Françoise Brütsch, Serge Poliakoff, Neuchâtel, 1993, p. 100, no. 101, ill.  

"A form should be heard not seen." It is useful to remember these words of Poliakoff when looking at Diptyque Rouge (quoted in M. Ragon, Le regard et la mémoire, Paris, 1956, p. 56). The tonal range in his works has often been compared to music, which played a vital part of the Russian emigré’s life: when he fled Russia in 1918, he went to live in Constantinople with his aunt Nastia, a well-known singer and Poliakoff was himself an accomplished musician, who earned his living playing the guitar for many years before deciding to devote himself to painting. In the current work the artist allows colour to dictate the outlines of his shapes so that some of the reds are boldly rendered whilst others seem to dissolve into the background. The artist grounds his own pigments and carefully builds up layer upon layer of colour in order to create carefully balanced chromatic compositions.
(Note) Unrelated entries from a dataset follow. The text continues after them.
PR #208, opened 2022-01-14
Fix Plink2 build on Apple Silicon MacOS: Call NEON SIMD instructions with constants.

pettyalex:
Replace the functions that wrap simde with macros, allowing them to work on ARM NEON. NEON requires that bit-shifting instructions are called with constant integers. This lets plink2.0 build on Apple Silicon on MacOS.

I changed the inline functions into macros, which is definitely more fragile and nastier to debug, but otherwise compilation would fail because the underlying NEON intrinsics could only be called with constant integers for the offset, meaning they can't be called from a function that takes runtime parameters. Where there were dynamic calls to these functions, I added a lookup table that will map to the function called with a compile-time constant. This doesn't feel great, but gets Plink2 running on Apple Silicon. I have not yet tested it extensively, but it runs.

I don't love this solution, but it seems to be what other projects are doing:
https://github.com/VectorCamp/vectorscan/pull/81/files#diff-1f738fe3ab986614e926b3ce01fcd42dbf3e8ccb79337931af69450f56319554R178

This would resolve https://github.com/chrchang/plink-ng/issues/162

### DIFF
--- a/2.0/include/plink2_base.h
+++ b/2.0/include/plink2_base.h
@@ -767,17 +767,19 @@ HEADER_INLINE VecW vecw_srli(VecW vv, uint32_t ct) {
   return R_CAST(VecW, _mm256_srli_epi64(R_CAST(__m256i, vv), ct));
 }
 
-HEADER_INLINE VecW vecw_slli(VecW vv, uint32_t ct) {
-  return R_CAST(VecW, _mm256_slli_epi64(R_CAST(__m256i, vv), ct));
-}
+#define vecw_slli(vv, ct) R_CAST(VecW, _mm256_slli_epi64(R_CAST(__m256i, vv), ct))
 
-HEADER_INLINE VecU32 vecu32_srli(VecU32 vv, uint32_t ct) {
-  return R_CAST(VecU32, _mm256_srli_epi32(R_CAST(__m256i, vv), ct));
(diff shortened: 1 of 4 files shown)


chrchang:
I'm fine with the #defines, but the vecw_slli_lookup change would harm performance on non-NEON targets so it should be conditionally compiled.

chrchang:
Well, I'll go ahead and merge this and then add conditional compilation in the immediately following diff.

pettyalex:
No rush to merge, I was planning on revisiting this tomorrow and making it
cleaner.

We could also go in a template direction if you'd like instead?

chrchang:
plink2 code can currently be included in pure C programs, so templates are unlikely to be worth it.

chrchang:
Ok, I'll wait for your change then.

pettyalex:
Corrected.

Unrelated to this changeset, but is there anything that can be done for build_dynamic/Makefile to properly flag NO_SSE42 on Apple Silicon Macs?

chrchang:
> Corrected.
> 
> Unrelated to this changeset, but is there anything that can be done for build_dynamic/Makefile to properly flag NO_SSE42 on Apple Silicon Macs?

That's supposed to be set manually for now.

PR #222, opened 2022-08-26
Update installation instructions for python

KennethEnevoldsen:
Update installation instructions for python to accommodate less experienced users.

It would also be ideal to add a hyperlink to the [documentation](https://www.cog-genomics.org/plink/2.0/), mentioning the python package (I end up spending a bit of time finding my way here).

### DIFF
--- a/2.0/Python/README.md
+++ b/2.0/Python/README.md
@@ -1,11 +1,26 @@
 This provides a basic Python API for pgenlib  (See [python_api.txt](python_api.txt) for details.)
 
 
-##### Build this with this.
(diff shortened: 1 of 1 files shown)


chrchang:
> Update installation instructions for python to accommodate less experienced users.
> 
> It would also be ideal to add a hyperlink to the [documentation](https://www.cog-genomics.org/plink/2.0/), mentioning the python package (I end up spending a bit of time finding my way here).

Okay, it's about time the plink 2.0 "For developers" webpage was filled in; I'll try to take care of it this weekend.

PR #262, opened 2024-02-28
build: Add a Github Actions workflow that builds wheels on ARM64 Mac OS.

pettyalex:
Add a github actions workflow that will build wheels for Pgenlib python package.

I initially tried to enable Linux wheel building as well with the [cibuildwheel](https://github.com/pypa/cibuildwheel) package, but their docker-based build container doesn't work out of the box with symlinks that link outside of the python package root. I'm sure that I could work around it with some config changes, if you're interested in using Github Actions to build wheels.

Unfortunately, Mac OS runners can be pretty expensive. If you're interested in having an action that checks if Pgenlib is working on Mac, it would be possible to make a much simpler Action that would only check a single Python version.

Let me know what you think. This action would have detected the broken Pgenlib on ARM when it was first broken.


pettyalex:
Oh. That's an interesting outcome. Looking at the build, it is directly building a wheel from the repository without making a source distribution first, which is not what I was expecting.

These wheels should work, but they also will not match the generated sdist, which is potentially a problem. I need to learn a bit more about this.

pettyalex:
@chrchang If opening PRs for this feels like spam and you'd like me to communicate before opening them, just let me know.

I've updated this PR to add two separate github actions:
1. Build the Pgenlib package on a mac OS Apple Silicon runner, just to test that the build is functional in that environment. This is configured to run on every push and PR.
2. Add a manually triggered Github Action to compile wheels for MacOS, Windows, Linux on a large variety of different python versions and architectures. If you're interested, this could make it easy to create tons of wheels to upload to PyPI and simplify many users installs.

chrchang:
> @chrchang If opening PRs for this feels like spam and you'd like me to communicate before opening them, just let me know.
> 
> I've updated this PR to add two separate github actions:
> 
> 1. Build the Pgenlib package on a mac OS Apple Silicon runner, just to test that the build is functional in that environment. This is configured to run on every push and PR.
> 2. Add a manually triggered Github Action to compile wheels for MacOS, Windows, Linux on a large variety of different python versions and architectures. If you're interested, this could make it easy to create tons of wheels to upload to PyPI and simplify many users installs.

This is fine; thank you!

PR #299, opened 2025-05-20
deps: reinstate support for old versions of numpy?

aryarm:
Hi @chrchang ,

I noticed that you recently upgraded pgenlib's minimum version of python from 1.19.0 to 2.0 around the time that you dropped support for py3.8

Cython packages that are compiled with numpy 2.0+ can still be imported and used alongside numpy <2.0

Are you planning to use any features of numpy 2.0+ at run-time (when pgenlib is imported by the user)? If not, I was wondering if I could still request support for old versions of numpy until they become incompatible with pgenlib's minimum python requirement?

This PR allows numpy <2.0 to be installed alongside pgenlib but maintains the requirement that numpy 2.0+ is installed when pgenlib is compiled and built. It also updates the CI workflow to test that things work even with numpy 1.19.3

Executed in the late 1950s at the height of his career, Diptyque Rouge, is a masterful example of Poliakoff’s mature style. As the critic Wieland Schmied remarked: "Poliakoff’s paintings unfurl inward and not outward…without any connection to the figurative world…. The peacefulness of his shapes…and a reduced palette of colour ...brought him to the secret world of monochrome." (Wieland Schmied, in the preface of the Serge Poliakoff exhibition catalogue at the Kestner Gesellschaft in 1963). Poliakoff invites us to meditate on the interlocking forms of his compositions and lets them create a highly personal response.